Несвицкий покинул кабинет командующего немного ошалевшим. Поручение Младеновича показалось неожиданным и странным. Что-то мутит генерал. Николай ни разу не юрист, о чем Младенович прекрасно знает. Так чего он добивается? Суд, следствие и контрразведка, разумеется, нужны. Приказание организовать трибунал практически равно обязанности его возглавить. Ему судить за измену свояка? По закону это не положено, но кто об этом вспомнит в полевых условиях?
Что же выйдет? Иностранец приговорит к смертной казни или длительному тюремному заключению серба, подозревавшего, что председатель трибунала наставил ему рога… Это даже не драма, а какой-то пошлый водевиль!
Почесав в затылке, Николай отправился на узел связи. Здесь его прекрасно знали. Дежурный по узлу на просьбу организовать общение с штабом варяжского флота робко возразил о необходимости санкции Младеновича, но вполне удовлетворился объяснением, что Несвицкому в связи с поручением командующего предоставлены широкие полномочия. Нужного абонента искали около двадцати минут. Наконец, в наушнике прозвучал знакомый голос.

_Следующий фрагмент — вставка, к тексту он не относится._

PR #179, opened 2017-11-28
Propery setter getter

phracek:
This Pull Request implements one feature. @property, setter and getter.

I have tried to find out all issues, where we can use it and hopefully, I catched all of them.

### DIFF
--- a/moduleframework/avocado_testers/avocado_test.py
+++ b/moduleframework/avocado_testers/avocado_test.py
@@ -26,9 +26,9 @@ main module provides all helpers for various module types and AVOCADO(unittest) 
 what you should use for your tests (inherited)
 """
 
-
 from avocado import Test
 from avocado.core import exceptions
+import warnings
 
 from moduleframework.common import *
 from moduleframework.helpers.container_helper import ContainerHelper
@@ -226,6 +226,17 @@ class AvocadoTest(Test):
         """
         return self.backend.copyFrom(*args, **kwargs)
 
+    def getIPaddr(self, *args, **kwargs):
+        """
+        Return ip addr string of guest machine
+        In many cases it should be same as host machine and port should be forwarded to host
+
+        :return: str
+        """
+        warnings.warn("Function getIPaddr is deprecated. Use self.ipaddr instead",
+                      DeprecationWarning)
+        return self.backend.ipaddr(*args, **kwargs)
+
     def ipaddr(self, *args, **kwargs):
         """
         Return ip addr string of guest machine
@@ -242,6 +253,18 @@ class AvocadoTest(Test):
         :return: str
         """
         return self.backend.getArch()
+
+    def getModuleDependencies(self):
+        """
+        get list of module dependencies dictionary, there is structure like:
+        {module_name: {stream: master, urls=[repo_url1, repo_url2]},
+         dependent_module_name: {stream: f26, urls=[repo_url3]}}
+
+        :return: dict
+        """
+        warnings.warn("Function getModuleDependencies is deprecated. Use self.dependency_list instead",
+                      DeprecationWarning)
+        return self.dependency_list()
 
     def dependency_list(self):
         """
--- a/moduleframework/avocado_testers/avocado_test.py
+++ b/moduleframework/avocado_testers/avocado_test.py
@@ -228,23 +228,24 @@ class AvocadoTest(Test):
 
     def getIPaddr(self, *args, **kwargs):
         """
-        Return ip addr string of guest machine
+        Return ip address string of guest machine
         In many cases it should be same as host machine and port should be forwarded to host
 
         :return: str
         """
-        warnings.warn("Function getIPaddr is deprecated. Use self.ipaddr instead",
+        warnings.warn("Function getIPaddr is deprecated. Use self.ip_address instead",
                       DeprecationWarning)
-        return self.backend.ipaddr(*args, **kwargs)
+        return self.backend.ip_address(*args, **kwargs)
 
-    def ipaddr(self, *args, **kwargs):
+    @property
+    def ip_address(self, *args, **kwargs):
         """
-        Return ip addr string of guest machine
+        Return ip address string of guest machine
         In many cases it should be same as host machine and port should be forwarded to host
 
         :return: str
         """
-        return self.backend.ipaddr(*args, **kwargs)
+        return self.backend.ip_address(*args, **kwargs)
 
     def getArch(self):
         """
@@ -266,6 +267,7 @@ class AvocadoTest(Test):
                       DeprecationWarning)
         return self.dependency_list()
 
+    @property
     def dependency_list(self):
         """
         get list of module dependencies dictionary, there is structure like:
--- a/moduleframework/avocado_testers/avocado_test.py
+++ b/moduleframework/avocado_testers/avocado_test.py
@@ -226,14 +226,14 @@ class AvocadoTest(Test):
         """
         return self.backend.copyFrom(*args, **kwargs)
 
-    def getIPaddr(self, *args, **kwargs):
+    def ipaddr(self, *args, **kwargs):
         """
         Return ip addr string of guest machine
         In many cases it should be same as host machine and port should be forwarded to host
 
         :return: str
         """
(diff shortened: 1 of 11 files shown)


phracek:
@jscotka @TomasTomecek @bkabrda Could you please guys, someone, review this Pull Request?

moduleframework/helpers/container_helper.py
```diff
@@ -37,41 +37,50 @@ def __init__(self):
...
         :return: str
         """
-        return self.icontainer
+        return self._icontainer
+
+    @URL.setter
+    def URL(self, value):
+        self._icontainer = value
+
+    @URL.getter
```
TomasTomecek: you already define
```python
@property
def URL(...):
```

so you can remove this explicit getter

moduleframework/common.py
```diff
@@ -499,14 +501,23 @@ def getPackageList(self, profile=None):
         print_info("PCKGs to install inside module:", package_list)
         return package_list
 
-    def getModuleDependencies(self):
+    @property
+    def dependencylist(self):
```
TomasTomecek: doesn't comply to [PEP8](https://www.python.org/dev/peps/pep-0008/#function-names):

    Function names should be lowercase, with words separated by underscores as necessary to improve readability.

moduleframework/helpers/container_helper.py
```diff
@@ -37,41 +37,50 @@ def __init__(self):
         set basic object variables
         """
         super(ContainerHelper, self).__init__()
-        static_name="testcontainer"
+        static_name = "testcontainer"
         self.tarbased = None
-        self.jmeno = None
+        self.name = None
```
TomasTomecek: +1

moduleframework/common.py
```diff
@@ -540,7 +551,8 @@ def getModulemdYamlconfig(self, urllink=None):
             self.modulemdConf = link
         return link
 
-    def getIPaddr(self):
+    @property
+    def ipaddr(self):
```
TomasTomecek: You are probably changing your public API here, is that correct?

phracek: Yes, Previously, code looks like `self.getIPaddr()` which returns proper IP and now is easy to use `self.ipaddr`.

@jscotka Your opinion is also welcome. 

Does it make sense?

moduleframework/helpers/container_helper.py
phracek: I see, I though that `getter` should be defined always. THX.

moduleframework/common.py
phracek: @jscotka I would like to test if dependency_list works properly. Any idea? Do we have a test for it already in `examples` directory?

moduleframework/common.py
TomasTomecek: My point is: if anyone is using `self.getIPaddr()` in their tests, this change will break that test and people will need to fix their tests, are you okay with that?

TomasTomecek:
(needs rebase)

moduleframework/common.py
jscotka: @phracek exactly, we have to be backward compatible.
so yep, do that via these getter/setter but have there these old methods too (what will be just wrappers to these new getters/setters)

TomasTomecek: usually projects utilize [`warnings`](https://docs.python.org/2/library/warnings.html) module for such changes and tell people that such functionality is deprecated and will be removed in release X

moduleframework/helpers/container_helper.py
jscotka: @TomasTomecek @phracek I'm not against. but I would like to change it to something different, like
`self.some_own_identifier`. I've choosed `self.jmeno` before because it is not name and should not lead to `name` interpretation, it is something what is close to `name` but this is not name, but more less some more less unique identifier for various artifacts.

moduleframework/common.py
```diff
@@ -580,7 +586,23 @@ def getIPaddr(self):
...
+        Return protocol (IP or IPv6) address on a guest machine.
+
+        In many cases it should be same as a host machine's and a port
+        should be forwarded to a host.
+
+        :return: str
+        """
+        return self._ipaddr
+
+    @ipaddr.setter
```
jscotka: I'm not sure with this, do you think that ipaddr should be changed from outside? it should be set when artifacts starts, after network is initialized. not from outside.

moduleframework/avocado_testers/avocado_test.py
```diff
@@ -243,15 +243,15 @@ def getArch(self):
         """
         return self.backend.getArch()
 
-    def getModuleDependencies(self):
+    def dependency_list(self):
```
jscotka: please let there backward compatibility for every function. Probably as @TomasTomecek with using warning.warn(...) that it will be removed in future, to give chance to users to change behaviour.

moduleframework/helpers/container_helper.py
```diff
@@ -37,41 +37,46 @@ def __init__(self):
...
         self.docker_id = None
-        self.icontainer = self.get_url()
-        if not self.icontainer:
+        self._icontainer = self.get_url()
```
jscotka: Major part will be replaced by __CONU__ projet, so do not spent effort there.
Also `self.jmeno` will be removed after using CONU.
@TomasTomecek what do you thing. Does that make sense to repair it, or just let it as it is, and then remove all own code by CONU?

moduleframework/helpers/rpm_helper.py
```diff
@@ -46,14 +47,19 @@ def __init__(self):
...
         """
         Return semicolon separated string of repositories what will be used, could be simialr to URL param,
          it contains also dependent repositories from PDC
 
         :return: str
         """
-        return ";".join(self.repos)
+        return ';'.join(self.repos)
+
+    @URL.setter
```
jscotka: this URL, should be just readonly, it should not be  allowed SET URL

phracek: @jscotka And how would you like to setup? in __init__ function?

moduleframework/common.py
phracek: @jscotka `self.ipaddr = <something>` sets the ipaddress. `self._ipaddr` should not be readable directly.

moduleframework/avocado_testers/avocado_test.py
```diff
@@ -233,7 +233,18 @@ def getIPaddr(self, *args, **kwargs):
 
         :return: str
         """
-        return self.backend.getIPaddr(*args, **kwargs)
+        warnings.warn("Function getIPaddr is deprecated. Use self.ipaddr instead",
+                      DeprecationWarning)
+        return self.backend.ipaddr(*args, **kwargs)
+
+    def ipaddr(self, *args, **kwargs):
```
TomasTomecek: should this be wrapped with `@property`?

moduleframework/avocado_testers/avocado_test.py
```diff
@@ -233,7 +233,18 @@ def getIPaddr(self, *args, **kwargs):
...
+        """
+        Return ip addr string of guest machine
```
TomasTomecek: s/addr/address/

moduleframework/avocado_testers/avocado_test.py
TomasTomecek: also the name doesn't comply to pep 8; I would personally name it `ip_address`; the other thing is IPv4 and IPv6

moduleframework/avocado_testers/avocado_test.py
```diff
@@ -251,7 +262,19 @@ def getModuleDependencies(self):
 
         :return: dict
         """
-        return self.backend.getModuleDependencies()
+        warnings.warn("Function getModuleDependencies is deprecated. Use self.dependency_list instead",
+                      DeprecationWarning)
+        return self.dependency_list()
+
+    def dependency_list(self):
```
TomasTomecek: same thing, doesn't this miss `@property`?

moduleframework/avocado_testers/avocado_test.py
phracek: I would not complicated for now. Let's start with ip_address and later on we can enhance it for IPv6.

— Здравия желаю, — поприветствовал Несвицкий деда.
— Здравствуй, внук! — адмирал, похоже, что обрадовался. — Как ты там? Тут такие слухи ходят… Будто выкрал генерала немцев, в одиночку сбил два вертолета?
— Слухи, как всегда, преувеличены, — сообщил Несвицкий-младший. — Выкрал — да, но не уберег. Умер генерал дорогой, но зато Бориса выдернул из лап германцев. С вертолетами опять неправда. На моем счету один, а второй зенитчики подбили. Так что — ничего особенного.
Адмирал захохотал. Внук в своем репертуаре — шутит. Кто другой за этот подвиг попросил бы орден, и его, конечно б, дали. Николай же не считает свой поступок чем-то выдающимся.